### INFORMATION PROVIDED
######
Issue #469, opened 2026-06-27
Build-time orphans (template-build Firecracker + placeholder tap) leak on ungraceful forkd death; not journaled, not reaped


stubbi:
## Problem
mitos already reaps FORK VMs well: a per-sandbox journal + startup reconcile re-adopts or reaps pre-crash fork Firecrackers (#12), plus a GC orphan/volume sweep (#163). But BUILD-time resources are not covered:

- The template build kills its Firecracker via `defer client.Kill()` (internal/firecracker/template.go). If forkd dies ungracefully MID-BUILD (kubelet eviction, OOM, SIGKILL), the defer never runs and the build Firecracker leaks.
- The host-side placeholder build tap `sbtap-template` (template.go) leaks the same way. #458 made tap creation idempotent (delete-before-create) so a leak does not BLOCK the next build, but the leaked tap/process still sits there.
- Build Firecrackers are NOT in the journal (only sandboxes are), so the startup reconcile does not reap them.

Observed live: repeated builds during a DiskPressure cascade left multiple stray `firecracker` processes on the node (had to `kill -9` them by hand) plus leaked taps, which then made fresh fork activation fail (EBUSY / connection refused). The root TRIGGER was forkd being evicted under DiskPressure (#463) with the data dir bloated by un-GC'd CAS (#464).

## Fix (defense in depth)
1. #463 forkd priorityClass (PR #466): prevent the ungraceful eviction that is the leak trigger.
2. #464 wire CAS GC: prevent the disk bloat that caused DiskPressure.
3. THIS issue: reap build-time orphans. Journal the build Firecracker (pid + chroot + placeholder tap) for the duration of a build, or have the startup reconcile + a periodic node sweep kill any Firecracker/tap NOT owned by a live sandbox or an in-flight build (PID-recycle-guarded, same as the fork reaper). A periodic sweep also self-heals accumulated debris under churn.

## Acceptance
After forkd is SIGKILLed mid-build and restarted, no orphan build Firecracker process, placeholder tap, or chroot remains; a periodic sweep reclaims any orphan not owned by a live VM. Extends the existing crash-reconcile KVM smoke (cmd/crash-reap-smoke) to a mid-build kill.

PR #884, opened 2026-07-10
fix(forkd): stop concurrent template builds colliding on one placeholder tap

stubbi:
## Thinking Path

> - Mitos boots Firecracker microVMs from a pool template snapshot. When a pool's template CONTENT changes, `poolBuildIdentity` changes and the controller rebuilds the snapshot; while it is rebuilding, the pool does not serve its warm husk pods.
> - Bumping the hosted `python` pool's base image (to ship the run_code kernel PRNG reseed, #882) took production down for about twenty minutes. Every rebuild attempt failed with `create tap sbtap-template: ip: exit status 1: ioctl(TUNSETIFF): Device or resource busy`, the pool reported `TemplateBuilt=False/BuildFailed`, and every create went Pending and timed out.
> - Root cause 1: EVERY template build binds its placeholder NIC to the SAME tap, the constant `sbtap-template`. A build that pulls and unpacks an image takes minutes, while the controller re-reconciles the pool every ~20 seconds and calls `CreateTemplate` again. The second call raced the first over that one tap.
> - Root cause 2: forkd's `network.setup` creates the tap without removing a leftover one first, so a build or fork that died before its deferred teardown ran poisons the node permanently. The husk egress path has done delete-before-create since #428; forkd's had not.
> - This pull request derives the placeholder tap per template id, adds an in-flight guard so a template cannot race itself, and makes forkd's tap creation idempotent.
> - The benefit is that a template rebuild, which is the normal response to any pool content edit, stops being able to wedge a pool permanently.

No issue existed. Production incident, 2026-07-10.

**Observed** (controller, once per reconcile, indefinitely):

```
failed to build template snapshot for husk pool (warm pool still maintained)
error: build template snapshot python: node mitos-kvm-1: rpc error: code = Internal
desc = create placeholder tap for template python: create tap sbtap-template:
ip: exit status 1: ioctl(TUNSETIFF): Device or resource busy
```

On the node, `sbtap-template` was present and held by a stranded template-build firecracker (`--id python`).

**Expected:** a template rebuild converges.
**Actual:** it never converged, and because a rebuilding pool serves no warm husk pods, `POST /v1/fork` returned `the sandbox did not become ready within 2m0s; it is still Pending` for every caller.

Recovery was: roll the pool image back, `ip link del sbtap-template` inside the forkd pod, wait for the build to converge.

Related: #428 (the same `EBUSY` poisoning, fixed on the husk egress path).

## What Changed

- `firecracker.PlaceholderTapNameFor(id)` replaces the `PlaceholderTapName` constant. `sbtap-t` plus 8 hex characters of `sha256(id)` is exactly 15 characters, the kernel's interface-name cap.
- `fork.Engine.CreateTemplate` holds an in-flight guard keyed by template id (`sync.Map`), and returns the typed `ErrTemplateBuildInProgress` to a second concurrent caller. A DIFFERENT template is never blocked.
- The daemon maps that error to gRPC `Unavailable`, a retry-later signal, instead of flattening it to `Internal`. Reporting `BuildFailed` on every re-reconcile while a slow build was still working is what made the pool flap.
- `network.setup` removes a leftover tap of the same name before creating it, best effort. This is safe precisely because of the two changes above: a tap of that name is now a leak, never a live peer (template builds cannot race themselves, sandbox taps are per sandbox).
- `placeholderNetIdentity(templateID)` and the orphan-build reaper follow.

## Verification

- [x] `go test -race ./internal/fork/ -count=1`
- [x] `go test ./internal/network/ ./internal/firecracker/ ./internal/daemon/ -count=1`
- [x] `go build ./...`
- [x] `golangci-lint run --timeout=8m` on those four trees, and again with `GOOS=linux`. The two `gofmt` reports (`internal/fork/childmemfd.go`, `internal/daemon/expose_conn_test.go`) and the darwin-only `testBit is unused` are pre-existing on main and untouched here.

New tests, each of which fails on the unfixed code:

- `TestCreateTemplateRefusesAConcurrentBuildOfTheSameTemplate`: the second concurrent build of one template gets `ErrTemplateBuildInProgress`; a different template is not blocked; the guard is released when the build returns.
- `TestSetupRemovesALeftoverTapBeforeCreatingIt`: the first command is the link delete.
- `TestSetupSurvivesADeleteOfAnAbsentTap`: on a clean node the delete finds nothing, which is the normal case and must never fail the setup.
- `TestPlaceholderTapNameForIsPerTemplateAndFitsIFNAMSIZ`: per template, deterministic, and within the 15-character cap.

The existing `network_apply_test.go` sequence assertions are updated to include the delete, so the exact command order stays pinned rather than loosened.

## Risks

`internal/fork`, `internal/firecracker`, and `internal/daemon` are security-sensitive paths per CLAUDE.md and **need a named human reviewer before merge**.

The delete-before-create is the change to scrutinise: it removes a host interface by name before creating it. It is safe only because the tap name uniquely identifies its owner. Template builds now take a per-template name AND cannot race themselves; sandbox taps are already per sandbox. So a tap of that name at setup time is a leak from a dead owner. This is the same reasoning, and the same fix, as the husk egress path in #428.

A second concurrent build now returns an error where it previously proceeded and corrupted the first build's tap. Callers that relied on that (there are none; the controller retries) would see `Unavailable`.

Not covered here: a build that dies mid-flight still leaks its firecracker process until the build journal reaps it (#469). That leak no longer wedges the pool, because the next build removes the tap and takes a name of its own, but it is worth a follow-up.

## Model Used

## Checklist

## Summary by CodeRabbit

* **Bug Fixes**
  * Prevented simultaneous builds of the same template; concurrent requests now get a retryable “build in progress”/Unavailable response.
  * Ensured concurrent template builds use deterministic, per-template placeholder network interfaces to avoid collisions.
  * Improved network setup by best-effort removing leftover tap devices before creation, avoiding setup deadlocks.
  * Updated build recovery cleanup to remove the correct per-template placeholder network resources.
* **Tests**
  * Added and updated unit tests to cover template-build concurrency, deterministic interface naming, and tap cleanup/idempotency behavior.

### DIFF
--- a/internal/daemon/grpc_service.go
+++ b/internal/daemon/grpc_service.go
@@ -261,6 +261,14 @@ func grpcError(err error) error {
 	if errors.Is(err, fork.ErrAtCapacity) {
 		return status.Error(codes.ResourceExhausted, err.Error())
 	}
+	// A build already running for this template is a RETRY-LATER signal, not a
+	// failure: the in-flight build is still going to finish. Flattening it to Internal
+	// made the controller report the pool BuildFailed on every re-reconcile while a
+	// slow build was still working, and a pool whose template is not built serves no
+	// warm husk pods.
+	if errors.Is(err, fork.ErrTemplateBuildInProgress) {
+		return status.Error(codes.Unavailable, err.Error())
+	}
 	if strings.Contains(err.Error(), "not found") {
 		return status.Error(codes.NotFound, err.Error())
 	}
--- a/internal/firecracker/placeholder_tap_test.go
+++ b/internal/firecracker/placeholder_tap_test.go
@@ -1,0 +1,27 @@
+package firecracker
+
+import "testing"
+
+// TestPlaceholderTapNameForIsPerTemplateAndFitsIFNAMSIZ pins the fix for the outage:
+// every template build used to bind one shared "sbtap-template", so a build racing
+// itself or another template failed with ioctl(TUNSETIFF): Device or resource busy, the
+// pool reported BuildFailed, and a rebuilding pool serves no warm husk pods, so creates
+// went Pending until it stopped flapping.
+func TestPlaceholderTapNameForIsPerTemplateAndFitsIFNAMSIZ(t *testing.T) {
+	const maxIfName = 15 // IFNAMSIZ is 16 including the NUL
+
+	seen := map[string]string{}
+	for _, id := range []string{"python", "node", "browser", "python2", "a", "a-very-long-template-id-that-is-64-chars-long-aaaaaaaaaaaaaaaaaaaa"} {
+		name := PlaceholderTapNameFor(id)
+		if len(name) > maxIfName {
+			t.Errorf("tap name for %q is %d chars (%q), the kernel caps an interface name at %d", id, len(name), name, maxIfName)
+		}
+		if prev, dup := seen[name]; dup {
+			t.Errorf("template %q and %q derive the SAME tap %q; concurrent builds would collide", id, prev, name)
+		}
+		seen[name] = id
+		if name != PlaceholderTapNameFor(id) {
+			t.Errorf("tap name for %q is not deterministic", id)
+		}
+	}
+}
--- a/internal/firecracker/template.go
+++ b/internal/firecracker/template.go
@@ -316,11 +316,28 @@ const VsockRelPath = "vsock.sock"
 // network_overrides (LoadSnapshotWithOverrides), so the value must be stable.
 const NetIfaceID = "eth0"
 
-// PlaceholderTapName is the host tap a template's placeholder NIC is bound to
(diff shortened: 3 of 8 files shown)


stubbi:
Fixed. `fmt.Errorf("%w: template %s", ErrTemplateBuildInProgress, id)` becomes `fmt.Errorf("create template %s: %w", id, ErrTemplateBuildInProgress)`, matching the `"context: %w"` order every other wrap in this file uses and CLAUDE.md requires. `errors.Is` behaves the same either way, so `TestCreateTemplateRefusesAConcurrentBuildOfTheSameTemplate` still passes unchanged; the ordering is the point.

Still needs a named human reviewer before merge: `internal/fork`, `internal/firecracker`, and `internal/daemon` are security-sensitive paths per CLAUDE.md.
######
### REQUIRED WORK
Going down the listing above, begin printing at the line with "-1,0 +1,27 @@" and finish with the line with "resource busy, the", exactly as they appear.

### EXPECTED ANSWER
@@ -1,0 +1,27 @@
+package firecracker
+
+import "testing"
+
+// TestPlaceholderTapNameForIsPerTemplateAndFitsIFNAMSIZ pins the fix for the outage:
+// every template build used to bind one shared "sbtap-template", so a build racing
+// itself or another template failed with ioctl(TUNSETIFF): Device or resource busy, the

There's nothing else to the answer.